Ball volume

If you burn a CD or a DVD using you computer, you'll see that the «dirty» part is darker that the «clean» one.

Lets look at the picture: does it have more free space than occu­pied?

From math­e­mat­ical point of view, any CD or DVD is just a ring. The radius of the inner circle bounding the non-writable part equals two centime­ters and the radius of the outer one equals six. Data is written on a spiral path which is unreeling from the inner circle to the outer. As the same quan­tity of data occu­pies the same length of the spiral segment, the amount of written data is propor­tional to the area of the filled ring.

Lets start burning our disk just as any computer does it. If the dirty ring's width equals the clean one's (2 centime­ters each), it can be seen that the used part is much smaller than the rest. Even if we add the inner circle's area, where nothing can be written, the blank space will still be bigger..

To fill exactly a half of our CD, the inner circle should be approx­i­mately 2.5 centime­ters in width and the outer around 1.5 centime­ters.

Where does this effect come from?

A sphere on a plane is just a circle and it's volume is just the circle's area. As we all know, the area of a circle of radius $R$ equals $\pi R^2$. In order to compute the ring's area, we have to subtract the area of the inner circle that is not used, which is $\pi\cdot(R^2-r^2)$. nd as it depends on the square of every radius, the bigger is the outer radius: the bigger is the area if we fix our ring's width.

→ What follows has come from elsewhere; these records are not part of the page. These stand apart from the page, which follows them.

PR #63, opened 2022-03-10
Reworked High Level Design - take 1

asafm:
Rewrote High Level design to include all required knowledge to undertand how the operator works

Included placeholder for CRD documentation

Signed-off-by: Asaf Mesika <asaf.mesika@gmail.com>


docs/designs/high-level.md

In our three-dimen­sional space the volume of a ball depends on the third power of it's radius. This means that our effect becomes even more dramatic: the consid­er­able part is situ­ated near the border!

Does this orange have more pulp or peel? Peel, as it seems, doesn't occupy much space but is situ­ated near the border. On the given picture its volume equals the volume of the tasty part. Remember: when you buy an orange with a thick peel, you pay gener­ally for the rind if one considers the volume.